==== EXTRACTED DATA
PR #1412, opened 2023-10-13
feat: check if cdk component is tainted

PengyuanZhao:
## Summary

- For the install and update command, if the specified version is tainted, then the command will fail by default. Nothing is changed.
- For the list and show command, set the component status to "Tainted", displayed as "Tainted(Please update)", to prompt users to update.

lacework components list
Screenshot 2023-10-16 at 9 10 26 AM

lacework components show component-example
Screenshot 2023-10-16 at 9 10 36 AM

## Issue

https://lacework.atlassian.net/browse/GROW-2367

### DIFF
--- a/lwcomponent/catalog.go
+++ b/lwcomponent/catalog.go
@@ -259,13 +259,23 @@ func NewCatalog(client *api.Client, stageConstructor StageConstructor) (*Catalog
 
 	cdkComponents := make(map[string]CDKComponent, len(rawComponents)+len(localComponents))
 
+	allVersions := []semver.Version{}
+
+	for _, c := range rawComponents {
+		ver, err := semver.NewVersion(c.Version)
+		if err != nil {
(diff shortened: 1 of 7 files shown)


lwcomponent/catalog.go
```diff
@@ -259,13 +259,23 @@ func NewCatalog(client *api.Client, stageConstructor StageConstructor) (*Catalog
 
 	cdkComponents := make(map[string]CDKComponent, len(rawComponents)+len(localComponents))
 
+	allVersions := []semver.Version{}
+
+	for _, c := range rawComponents {
```
jon-stewart, line 264: This doesn't have all of the available versions.  We need to call API `ListComponentVersions`.

Like in https://github.com/lacework/go-sdk/blob/main/lwcomponent/catalog.go#L80

An API call for every component installed.  Thankfully we will cache this.

jon-stewart (approved):
👍

PR #3660, opened 2024-10-02
fix(mega-menu): Setting opacity: 1 on the container when opened - FRONT-4641

planctus:


emeryro:
Fix works fine.
I guess that we didn't see that issue because the container is empty. Maybe we should add some dummy content in it...

emeryro (approved):

emeryro:
Thanks
I just noticed that there is a "flickering" happening when we open the container item
2024-10-09-menu

emeryro (approved):

PR #3671, opened 2024-10-10
feat(print): ECL4 improve print for fact pages - FRONT-4648

emeryro:


emeryro:
Changes have been introduced in ECL 5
========
WHAT YOU ARE ASKED TO DO: Where a line of the data holds the word "menu", copy that line.

YOUR RESPONSE:
fix(mega-menu): Setting opacity: 1 on the container when opened - FRONT-4641
2024-10-09-menu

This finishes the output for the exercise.